Judging by your response Ann1, would I be right in thinking that is possible without too many penalties. Is it possible to transfer the fund before I move or is that against the law here?


What costs are typically involved?
Do you need an Australian address first?
Can I do it online or do I need to ring somebody?


----------



## Bronte

Maximill, if you're emigrating it would seem to make a lot of sense to transfer your pension to Oz, just make sure you do it through someone reputable.  

The other option of the 'trust bursting' was discussed on AAM quite a while back, it involved routing the money through a few countries and losing a lot of it along the way due to currency and whopping fees.  Something very dodgy about this methinks.  
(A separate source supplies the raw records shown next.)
Issue #4094, opened 2026-09-07
Selector syntax: remaining IfcOpenShell constructs and the CLI/MCP/SDK adapters (follow-up to #4091)


louistrue:
Follow-up to #4091, which adds `parseSelector` in `@ifc-lite/query` plus one adapter onto the viewer's Filter tab. The parser accepts the whole IfcOpenShell filter grammar; the viewer adapter does not yet evaluate all of it, and reports each construct it cannot handle by name rather than dropping it silently.

Left for this issue:

**Viewer rule kinds that do not exist yet**
- GlobalId terms, both adding and subtracting (`325Q7Fhnf67OZC$$r43uzK`, `! 325Q7...`). Needs a `globalId` FilterRule kind, evaluator and editor row.
- `type=WT01`, matching the relating type's Name through IfcRelDefinesByType.
- Attributes other than `Name` and `PredefinedType` (`Description`, `ObjectType`, `Tag`, ...). Needs a generic `attribute` rule kind.
- `parent=Foo` (direct or indirect child of a named element), and `query:` value-query keys.
- Material `Category` — #4091 matches material and layer names only, IfcOpenShell matches Name **or** Category.

**Group unions**
- `+` unions two filter groups (`IfcSlab, material=concrete + IfcDoor`). The viewer's filter state carries a single top-level AND/OR combinator, so this needs either OR-of-ANDs in `FilterState` or running each group separately and unioning the resulting id sets.

**Other surfaces**
The point of putting the parser in `@ifc-lite/query` is that these adapt the same AST rather than growing a second grammar:
- `ifc-lite query --select "<selector>"` in the CLI, alongside the existing single-clause `--where`.
- `selector` parameter on the MCP `query_entities` tool.
- `bim.query().select()` in the SDK and sandbox.

All three need `matches` (regex) in `FilterComparisonOp` and the query backend before selector text can be honoured end to end, plus GlobalId and union support to avoid accepting text the backend then silently narrows.

**Also worth settling here:** whether `location=` should reach through spaces to the containing storey. IfcOpenShell's example 17 expects a pump inside a space on Level 3 to match `location="Level 3"`. #4091 pins whatever the current storey walk actually does in a test and documents it; if that turns out to be storey-name-only, widening it belongs here.

louistrue:
Adding one item from the #4091 review, deferred here on purpose.

[...]

Issue #4091, opened 2026-09-07
Selector syntax


gDonia87:
### The problem

If I want to use the Ifcopenshell syntax for filtering objects, I don´t  get any results.

### Proposed solution

Is it possible to implement or describe the way IFClite allow the use of wildcard in filtering objects?
These example should work also in IFClite
https://docs.ifcopenshell.org/ifcopenshell-python/selector_syntax.html

louistrue:
Claiming this — working it now (agent session `0193douQ6`, branch `fix-4091-selector-syntax`). First step is establishing what ifc-lite's filter syntax actually supports today versus the IfcOpenShell selector grammar, then closing the gap or documenting it precisely.

louistrue:
Thanks for the report, and for linking the exact page. You did not do anything wrong: ifc-lite does not read that syntax anywhere yet.

I checked this by driving the viewer rather than reading the code, on AC20-FZK-Haus (275 elements), and the numbers show the problem clearly. The search box is a plain substring match, so selector characters are matched literally and adding syntax makes it match **less**:

| query | results |
|---|---|
| `Wand` | 13 |
| `IfcWall` | 15 |
| `IfcWall*` | **0** |
| `IfcWall, IfcSlab` | **0** |
| `IfcWall[Name*=Wand]` | **0** |

So `IfcWall` finds 15 but `IfcWall*` finds nothing. The Advanced filter (Cmd+Shift+F) is a structured rule builder with no text grammar at all, and its Name operators are only equals, not-equals, contains, does not contain, and starts with. No wildcards, no regex. Worth adding that ifc-lite is inconsistent with itself here: the CLI's clash selectors already accept `--a "IfcDuct*|IfcPipe*"`.

**What I am adding.** A parser for the IfcOpenShell filter syntax in `@ifc-lite/query`, and a text field in the viewer's Filter tab that turns a selector into filter rules. Putting the parser in the query package rather than in the viewer means the CLI, MCP and scripting APIs can adapt the same grammar later instead of growing their own.

After that PR these work in the viewer:

- `IfcWall, IfcSlab`, with subclasses included, so `IfcElement` works too
- `IfcElement, ! IfcWall`
- `IfcDoor, Name=D01` and `IfcDoor, Name=/D[0-9]{2}/`
- `IfcWall, Pset_WallCommon.FireRating=2HR`, with all of `= != > >= < <= *= !*=`
[...]

PR #4774, opened 2026-09-14
feat(query,sdk,cli,mcp): selector text as a QueryDescriptor for --select/query_entities/QueryBuilder.select()

BIMvoice:
## Summary

Refs #4094

`#4094` reopened the selector-syntax issue because prior PRs delivered viewer-side selector support (`parseSelector` in `packages/query/src/selector/`, consumed by the viewer's `selector-to-rules.ts`), but none of the three programmatic surfaces — CLI `query`, MCP `query_entities`, SDK `QueryBuilder` — accepted selector text at all. This PR adds that layer.

- **`selectorToQueryDescriptor` + `SelectorUnsupportedError`** (`packages/query/src/selector/to-query-descriptor.ts`, exported from `@ifc-lite/query`): the shared translator from the selector AST (`parseSelector`'s output — same tree the viewer adapter walks) to `QueryDescriptor`'s `{ types, filters }` shape.
- **`QueryBuilder.select(text)`** (`packages/sdk/src/namespaces/query.ts`): calls the shared translator and appends into the same `types`/`filters` lists `.byType()`/`.where()` already append to (types OR together, filters AND together — same semantics as chaining two `.byType()` or `.where()` calls). `SelectorUnsupportedError` is re-exported from `@ifc-lite/sdk`.
- **`ifc-lite query --select "<text>"`** (`packages/cli/src/commands/query.ts`): calls `bim.query().select(select)` before `.byType(...)`, ANDed with `--type`/`--where`. A thrown error calls `fatal()` with the error's own message (existing pattern in this file).
- **`query_entities`'s `selector` input** (`packages/mcp/src/tools/query.ts`): calls `.select(selector)` on the same `bim.query()` chain, ANDed with `type`/`types`/`property`. A thrown `SelectorUnsupportedError` propagates out of the handler; `server.ts`'s tool-call dispatch already turns any thrown Error into a clean `isError: true` result (verified by reading `server.ts`, and by the same precedent `overlay.test.ts` already uses for `entity_create`'s abstract-type rejection — testing the raw handler's throw, not the wrapper).

### Lossless subset implemented (throws `SelectorUnsupportedError` naming the construct for everything else)

Translates:
- Class terms — `IfcWall`, comma unions (`IfcWall, IfcSlab`) — expanded to subtypes via `@ifc-lite/parser`'s `expandTypes` (same as the viewer adapter).
- Exact-name property/quantity comparisons — `Pset_WallCommon.FireRating=2HR`, `Qto_WallBaseQuantities.NetVolume>1` — both read as the same `QueryFilter` shape.
- `=` `!=` `>` `>=` `<` `<=` map onto their `ComparisonOp` namesakes; `*=` maps onto `contains`.
- A `/…/` value with `=` maps onto `matches`, carrying the regex source (no delimiters).
- `Prop!=NULL` maps onto `exists` ("this property is set").

Throws (left open, same as before this PR — real remaining scope on #4094):
- Regex pset/property **names** (`/Pset_.*Common/.Prop=`) — `QueryFilter.psetName`/`propName` match by exact string only (`matchesPsetFilter`/`matchesQsetFilter`).
- `!*=` (not-contains) and a regex value on any operator but `=` (a negated match) — no `ComparisonOp` target.
- `Prop=NULL` ("not set") — `ComparisonOp` has `exists` but no negation of it.
- Entity-attribute terms (`Name=`, `GlobalId=`, a bare GlobalId literal, generic `attribute=`, `type=`) — `QueryDescriptor` has no attribute-filter concept.
- `!` class negation — no `notIn` concept in `types`.
- `+` group unions — `QueryDescriptor` can only AND filters.
- `parent=`, `query:`, `material=`, `classification=`, `location=` — no target.

These, plus the viewer's still-open `parent=`/`query:`/`+`/material-Category/`location=` widening, remain open on #4094.

### A gap found while verifying the Qto_ path (fixed here, not new scope creep — see rationale below)

The brief for this work assumed `Qto_` comparisons "already work" through `QueryFilter`, since `entity-query.ts`'s `whereProperty` path falls back to quantity sets. I verified this empirically (a wall with `Qto_WallBaseQuantities.NetVolume=12.5`, queried via `bim.query().where('Qto_WallBaseQuantities', 'NetVolume', '>', 0)`) and it returned **0 matches** — `HeadlessBackend.entities()` (CLI) and its MCP equivalent (`backend-query.ts`), which is what `QueryBuilder`/`.select()` actually execute through, only ever checked property sets in their `descriptor.filters` predicate (`matchesPropertyFilter`), never quantity sets. The CLI's own `--where` flag has always had this fallback (`applyWhereFilter`), just not the SDK-level `descriptor.filters` path.

Shipping `.select()`'s Qto_ translation without fixing this would have reproduced the exact "selector that matched nothing looked identical to no selector at all" defect (#4091) this whole effort exists to prevent — for a `Qto_` term specifically, and also for any pre-existing direct `.where('Qto_...', ...)` caller. `matchesPropertyFilter` (`packages/cli/src/property-filter-match.ts`, `packages/mcp/src/property-filter-match.ts`) now falls back to quantity sets when no property set matches, mirroring `applyWhereFilter`'s existing fallback. Confirmed the fix with a real IFC fixture end to end (before: 0 matches, after: 1 match) — see the CLI/MCP `query-select.test.ts` files.

## Test plan

- [x] `packages/query`: RED-first `to-query-descriptor.test.ts` — 10 tests, one accepted case covering every mapped operator + Qto_, one genuinely-rejected case per unsupported construct (`parent=`, regex pset name, `!*=`, `!` negation, `+` union, bare GlobalId, `=NULL`, a parse error). `pnpm exec vitest run` (full package): **21 files, 315 tests passed**.
- [x] `packages/sdk`: `namespaces.test.ts`'s new `QueryBuilder.select()` block — accepted translation, OR/AND append semantics with `.byType()`/`.where()`, and the rejected-construct throw. Full suite: **17 files, 230 tests passed**.
- [x] `packages/cli`: new `query-select.test.ts` against a real temp IFC fixture (two walls, one door) — class+property narrowing, the Qto_ fallback fix proven live, `--type`+`--select` AND composition, and the rejection exit. Plus `schema.ts`'s `RUNTIME_METHOD_SIGNATURES`/`RUNTIME_METHOD_DOCS` updated for the new `select` method (`schema.runtime-shape.test.ts` enforces this — caught it live). Full suite: **70 files passed, 918 tests passed, 23 skipped**; 6 files / 24 tests fail, all pre-existing and unrelated (export/clash/geometry paths hitting a stale local WASM binary — this environment has no `packages/wasm/pkg` build and CLAUDE.md forbids `cargo`; same set of files failed before this PR's changes).
- [x] `packages/mcp`: new `tools/query-select.test.ts` via the real tool registry/handler (`query_entities`) against the same fixture shape. Full suite: **42 files, 410 tests passed** (no pre-existing failures here).
- [x] Mutation-tested 4 guards individually (edit → run targeted test → confirm RED → `git diff` proves the mutation applied → revert → confirm GREEN + clean `git diff --stat`): the throw-on-unsupported branch, the `!*=`/`*=` operator-mapping entry, the `expandTypes` subtype-expansion call, and the CLI's new Qto_ quantity-fallback guard. All four reddened the intended test and only that test; all four reverted cleanly.
- [x] `node scripts/check-module-size.mjs` (plain form, no `--base`): 4 touched files crossed their recorded budget (`query.ts`, `headless-backend.ts`, `backend-query.ts`, `tools/query.ts`); updated their 4 rows by hand in `scripts/module-size-allowlist.txt` to their measured line counts (did **not** use `--update`, which — scoped against `origin/main`, hundreds of PRs stale per this repo's own convention — tried to rewrite 41 unrelated rows). Re-run is clean for every file this PR touches. Exit code is still 1 from a **pre-existing, unrelated** `rust/processing/tests/module_size_allowlist.txt` vs-merge-base audit (11 Rust files this PR never touched) — this PR makes zero Rust changes.
- [x] `pnpm exec tsc --noEmit` scoped per touched package (`query`, `sdk`, `cli`, `mcp`): all clean. Had to build the dependency chain from source with targeted `tsc` per package first (no `packages/*/dist` existed in this fresh worktree, and `pnpm install --offline` alone doesn't build them) — same documented workaround PR #4250 used. `packages/codegen`'s two-pass build (`tsc` + `tsc -p tsconfig.generated.json`) was also needed before `@ifc-lite/export` would resolve its `@ifc-lite/codegen/*` imports; not previously called out as a blocker in #4250's own notes, noting it here for the next person who hits it.


louistrue (approved):
Approved after the maintainer fixes and exact-head Test success. I also adjudicated Ollama's remaining broad-catch note: `q.select()` is a synchronous selector parser/adapter with no network, filesystem, or other side effects, and malformed selector syntax deliberately throws a regular `Error` while unsupported-but-valid constructs throw `SelectorUnsupportedError`. Converting both user-input failures to the CLI's normal fatal diagnostic is correct here; non-`Error` throws are rethrown. This is not a merge blocker.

If you do succed in transferring your pension you might post from the other side to let us know how you get on, it would be helpful to others.  And best of luck in your new life.


----------



## TheFatMan

Hi Max

best of luck. Have you had any luck with finding a comparable pension product in Oz that the Trustees of the Irish pension are comfortable moving the funds on your behalf


----------



## Ann1

maximill said:


> Thank you all for your replies, I haven't been on the site in quite a  while because I wasn't sure about the visa to AU. But now we look like  getting it by August so I'll be heading over in October.
> 
> Judging by your response Ann1, would I be right in thinking that is possible without too many penalties. Is it possible to transfer the fund before I move or is that against the law here?
> 
> 
> What costs are typically involved?
> Do you need an Australian address first?
> Can I do it online or do I need to ring somebody?



Congratulations Maximil on getting your visa.

Your first step would be to contact your pension provider here in Ireland and confirm that they will allow the transfer/rollover and if so what documentation they require to allow the transfer to take place. They may wish to see proof of permanent residency....a 457 visa may not be sufficient.

In the past one had to have an address in Australia to open an Eligible Rollover Fund but you could ring customer service in the link of my first post and ask to speak with International Transfers...they will know what the present legislation is.

Also when you arrive in Australia you will only have 6 months to process the transfer if you wish the entire amount to be treated as a nonconcessional contribution.
[broken link removed]


----------



## maximill

Thanks guys

I will contact the trustees a little closer to the time we intend to go, they are "friendly" with my employers and I haven't told them yet. All very cloak and dagger still. Anyway, I still have to get the visa "in my hand" so to speak I hope to be off to Perth at the end of Sept.

Once I have the visa confirmation I will contact them. It's a 176 State sponsored visa to WA so hopefully this will be enough to convince both the trustees and the ERF people.

I'll let you all know how I get on


----------